Figure 3.

Mechanistic models of nuclear envelope (NE) disassembly. Key findings in various experimental systems are schematically depicted. Cells are not drawn to scale; it is notable that the oocyte is very large compared to a somatic cell, since size may impose specific constraints on the mechanics of NE breakdown. (a) In starfish oocytes, early alterations in permeability at the nuclear pore (green) have been observed, and correlate with an early phase of nuclear pore complex (NPC) disassembly. During the second phase of disassembly, larger holes in the NE are proposed to emanate from the site of disassembled pores. (b) In embryonic-like nuclei formed in vitro from Xenopus egg extract, nuclear pore proteins recruit the COPI complex (red) to the NE. Local concentration of this coatomer complex may then lead to vesiculation of the NE, as depicted, or to a non-conventional role for COPI. (c) In human tissue culture cells (somatic), microtubules originating from the centrosomes (yellow) connect to the NE via the microtubule motor dynein (black).
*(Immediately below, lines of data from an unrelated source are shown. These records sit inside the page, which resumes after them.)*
PR #207, opened 2016-04-15
[#116983391] Upgrade CF to v233

saliceti:
## What
Story: [Upgrade to CF -N](https://www.pivotaltracker.com/story/show/116983391)

We upgrade CF, diego, stemcell, bosh. This required adjustments to CF configuration and tests properties.

### Prerequisite
This version works with cf version 6.16.1. There are containers ready in docker hub. To use them: 
* open `create-bosh-cloudfoundry.yml`
* replace `docker:///governmentpaas/cf-acceptance-tests` with `docker:///governmentpaas/cf-acceptance-tests#116983391_upgrade_cf_to_v233`
* replace `docker:///governmentpaas/cf-cli` with `docker:///governmentpaas/cf-cli#116983391_upgrade_cf_to_v233`

### Test
Run on top of existing deployment or create a new deployment. Everything should succeed.

### Before merging
Merge PRs on `paas-docker-cloudfoundry-tools` to update `cf-cli` and `cf-acceptance-tests` images.

## Who can review
Anyone but @jimconner @HenryTK or myself.

### DIFF
--- a/manifests/bosh-manifest/deployments/aws/000-bosh-infrastructure.yml
+++ b/manifests/bosh-manifest/deployments/aws/000-bosh-infrastructure.yml
@@ -3,8 +3,8 @@ resource_pools:
 - name: vms
   network: private
   stemcell:
-    url: https://bosh.io/d/stemcells/bosh-aws-xen-hvm-ubuntu-trusty-go_agent?v=3197
-    sha1: 89a2210b8caf3884855d7db6d48b8863202c7783
+    url: https://bosh.io/d/stemcells/bosh-aws-xen-hvm-ubuntu-trusty-go_agent?v=3215
+    sha1: 84c51fed6342d5eb7cd59728c7d691c75b6c1de8
   cloud_properties:
     instance_type: t2.medium
     ephemeral_disk: {size: 40_000, type: gp2}
--- a/manifests/bosh-manifest/reference-bosh-manifest.yml
+++ b/manifests/bosh-manifest/reference-bosh-manifest.yml
@@ -172,8 +172,8 @@ properties:
       -----END RSA PRIVATE KEY-----
 releases:
 - name: bosh
-  sha1: 940956a23b642af3bb24b3cac37c4da746d6f9a9
-  url: https://bosh.io/d/github.com/cloudfoundry/bosh?v=253
+  sha1: 6b12652650b87810dcef1be1f6a6d23f1c0c13a7
+  url: https://bosh.io/d/github.com/cloudfoundry/bosh?v=255.8
 - name: bosh-aws-cpi
   sha1: a1fe03071e8b9bf1fa97a4022151081bf144c8bc
   url: https://bosh.io/d/github.com/cloudfoundry-incubator/bosh-aws-cpi-release?v=44
--- a/manifests/bosh-manifest/reference-bosh-manifest.yml
+++ b/manifests/bosh-manifest/reference-bosh-manifest.yml
@@ -191,5 +191,5 @@ resource_pools:
   name: vms
   network: private
   stemcell:
-    sha1: 89a2210b8caf3884855d7db6d48b8863202c7783
-    url: https://bosh.io/d/stemcells/bosh-aws-xen-hvm-ubuntu-trusty-go_agent?v=3197
+    sha1: 84c51fed6342d5eb7cd59728c7d691c75b6c1de8
+    url: https://bosh.io/d/stemcells/bosh-aws-xen-hvm-ubuntu-trusty-go_agent?v=3215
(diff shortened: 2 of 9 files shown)


manifests/bosh-manifest/reference-bosh-manifest.yml
```diff
@@ -191,5 +191,5 @@ resource_pools:
   name: vms
   network: private
   stemcell:
-    sha1: 89a2210b8caf3884855d7db6d48b8863202c7783
-    url: https://bosh.io/d/stemcells/bosh-aws-xen-hvm-ubuntu-trusty-go_agent?v=3197
+    sha1: 84c51fed6342d5eb7cd59728c7d691c75b6c1de8
+    url: https://bosh.io/d/stemcells/bosh-aws-xen-hvm-ubuntu-trusty-go_agent?v=3215
```
alext: These changes should be squashed into the commits that made the corresponding changes to the actual manifest.

Having said that, I'm not sure I see much value in the test that compares with the reference manifest. It's the sort of thing that's useful when initially refactoring manifests and sprucing them up, but I'm not sure it has value once that task is complete. We could consider removing this test entirely.

manifests/bosh-manifest/deployments/aws/000-bosh-infrastructure.yml
```diff
@@ -3,8 +3,8 @@ resource_pools:
 - name: vms
   network: private
   stemcell:
-    url: https://bosh.io/d/stemcells/bosh-aws-xen-hvm-ubuntu-trusty-go_agent?v=3197
-    sha1: 89a2210b8caf3884855d7db6d48b8863202c7783
+    url: https://bosh.io/d/stemcells/bosh-aws-xen-hvm-ubuntu-trusty-go_agent?v=3215
+    sha1: 84c51fed6342d5eb7cd59728c7d691c75b6c1de8
```
alext: This bumps the stemcell used for bosh itself, but not for the CF deployment. We should bump both (and possibly also the stemcell used for the deployer-concourse)

manifests/cf-manifest/deployments/040-cf-properties.yml
```diff
@@ -316,6 +316,7 @@ properties:
   diego:
     ssl:
       skip_cert_verify: true
+      starting_container_weight: 0.25
```
alext: It would be good to add a reference to the commit message that explains why this change is necessary.

manifests/cf-manifest/deployments/030-cf-jobs.yml
```diff
@@ -27,14 +27,14 @@ meta:
     cloud_controller_ng: {}
 
   api_templates:
+  - name: consul_agent
+    release: (( grab meta.consul_templates.consul_agent.release ))
```
alext: Given the recommendation that this comes first, it's probably worth adding a unit test to ensure that whenever `consul_agent` is present in a job, it's listed first.

manifests/cf-manifest/deployments/030-cf-jobs.yml
```diff
@@ -375,6 +381,8 @@ jobs:
             uaa: {}
       metron_agent:
         zone: z1
+      route_registrar:
+        routes: []
```
alext: Is there any way we can just pull in the `common` package directly instead of having to have this somewhat hacky workaround.

This also sounds like an issue that should be reported upstream. It seems very surprising that `statsd-injector` breaks when `route_registrar` isn't present.

saliceti: As far as I know there is no way to install a package without a job. Unless we create a new fake job in a new bosh-release.
The issue [was reported](https://github.com/cloudfoundry/cf-release/issues/950). Apparently it was fixed in the develop branch, so we can remove the workaround when we upgrade to the right CF version.

alext: Ah, thanks for that link.  Given it's fixed upstream, can we add a `FIXME` comment so that we know to remove this when we upgrade.

manifests/cf-manifest/deployments/aws/000-cf-infrastructure.yml
```diff
@@ -14,8 +14,8 @@ meta:
   default_stemcell:
     name: bosh-aws-xen-hvm-ubuntu-trusty-go_agent
     version: 3197
```
alext: The version needs to change here as well.

saliceti: Done

alext:
I've run into issues while upgrading the etcd cluster. Only the first node is set to serial, which means that nodes 2 and 3 get upgraded at once, resulting in the cluster losing quorum and breaking.  We should update it so that only one node gets upgraded at a time.

alext:
👍  I think this is good to go.  I'll merge tomorrow morning to avoid the cf-cli version change conflicting with the deployment of #213.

Dynein-mediated movement is thought to then pull the NE toward the centrosomes, eventually causing a rupture at a distal region of the NE. (d) In Ustilago maydis, a basidiomycete, the NE is dragged from the mother cell to the bud by microtubules and dynein (black). There is an early increase in permeability, suggestive of pore remodeling, and then an obvious opening in the NE near the spindle pole body (yellow). Subsequently, the chromosomes enter the daughter cell where the spindle is formed, and the remnant of the NE collapses into the mother cell.